But did you ever wonder why people tell you to drain your laptop or 
cellphone battery all of the way and then recharge fully to recalibrate 
the remaining power gauge? The same thing would help to calibrate the 
fuel gauge on a lithium pack. It would have to be done periodically 
especially when it is suspected that the fuel gauge is telling lies. One 
can also try to compensate for temperature but in an EV batteries tend 
to be spread out over a large area and potentially over multiple 
locations. This makes getting temperature readings much more 
complicated. Potentially each cell should have a thermometer. In 
addition, batteries, even lithium ones, suffer from peukert factor and 
thus will not give up the same # of Ah if subjected to differing loads. 
Luckily this effect is small in lithium batteries but it still exists. 
Add that all up and the fuel gauge idea even starts to seem complicated. 
However, I think that a reasonable guess is possible. The big catch is 
that a lithium pack which hasn't been monitored closely enough could 
jump from 30-40% down to 20% all at once when the monitoring system 
detects that it got to a voltage knee.

Now that the likely inaccurate fuel gauge has been covered, what about 
the distance calculation? Well, if the upcoming trip is done on the same 
sort of roads, grade, speed as the first part then the calculation will 
be very easy. It would be simple extrapolation and it would be very 
accurate. Unfortunately life doesn't always work that way. Maybe the 
first part was pretty flat and 45MPH but the upcoming part of your trip 
is very mountainous and 40MPH. This will make the calculation much more 
complicated. The range meter will think you have a lot more range than 
you really do. So what to do? Well, the range meter will have to "cheat" 
and take away range at a much faster rate than you are really traveling. 
At some point hopefully you realize that fact and adjust your plans 
accordingly. The range gauge has to trend the data to see how many amps 
you have been drawing lately in order to get a guess as to how much 
further you can go. This will necessarily jump around a bit if you 
change driving patterns.

In essence, a range gauge is nothing but a very sophisticated crystal 
ball. Even a fuel gauge for an EV is really just a guess.

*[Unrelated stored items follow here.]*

PR #218, opened 2018-10-13
Reworking AuthCredentials and Instances so that we can read from conf…

Christewart:
This PR makes it easier to read config files for `EclairInstance`, also makes it easier to get `BitcoinRpcClient` from `EclairInstance` in test functionality. This makes it easier to do things to the underlying blockchain when testing.


Christewart:
This also fixes #216

PR #222, opened 2018-10-20
compiler opts

ghost:
https://github.com/bitcoin-s/bitcoin-s-core/issues/195

Need to remove more warnings. Most of them are just numeric widening

### DIFF
--- a/build.sbt
+++ b/build.sbt
@@ -1,7 +1,22 @@
 
-
-lazy val compilerOpts =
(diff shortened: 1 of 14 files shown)


Christewart:
Not that you should add more of these flags, but i just wanted to add this link here for future documentation: https://docs.scala-lang.org/overviews/compiler-options/index.html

On 7/1/2010 2:19 PM, dave cover wrote:
> Why can't a simple module take your current usage and and then
> estimate range based on remaining pack capacity? If you are using X
> W/hrs per mile and you have Y W/hrs in the pack you have about Z miles
> of range.
>
> Isn't it that simple?
>
> DAC
>
>


> ron doctors<[email protected]> wrote:
> >> Unless the route can be programmed into the range meter system, via
> >> integrated GPS unit, and all the battery parameters, plus driving/battery
> >> usage history, then a range meter will be an inaccurate beast. However
> ...


----------



## EVDL List (Jul 27, 2007)

I like the 30 mile round trip example. 15 miles downhill and your "range"
meter is probably indicating 60 miles left at the turnaround. Now a mile
into the uphill section you may be indicating 5 miles left. What good is
that?



> Stephen Chapman <[email protected]> wrote:
> 
> > Range is a function of future use. I have a range indicator as part of the
> > trip computer in my ice. It can be easily fooled by driving habits and my
> ...


----------



## EVDL List (Jul 27, 2007)

> dave cover <[email protected]> wrote:
> 
> > Why can't a simple module take your current usage and and then
> > estimate range based on remaining pack capacity? If you are using X
> ...


----------



## EVDL List (Jul 27, 2007)

> Collin Kidder <[email protected]> wrote:
> This is as opposed to an ICE where the gas
> gauge is likely reasonably accurate.

How accurate would the gauge in an ICE be if you only had a 2 or 3
gallon fuel tank?

I think the issues are similar independent of the fuel used.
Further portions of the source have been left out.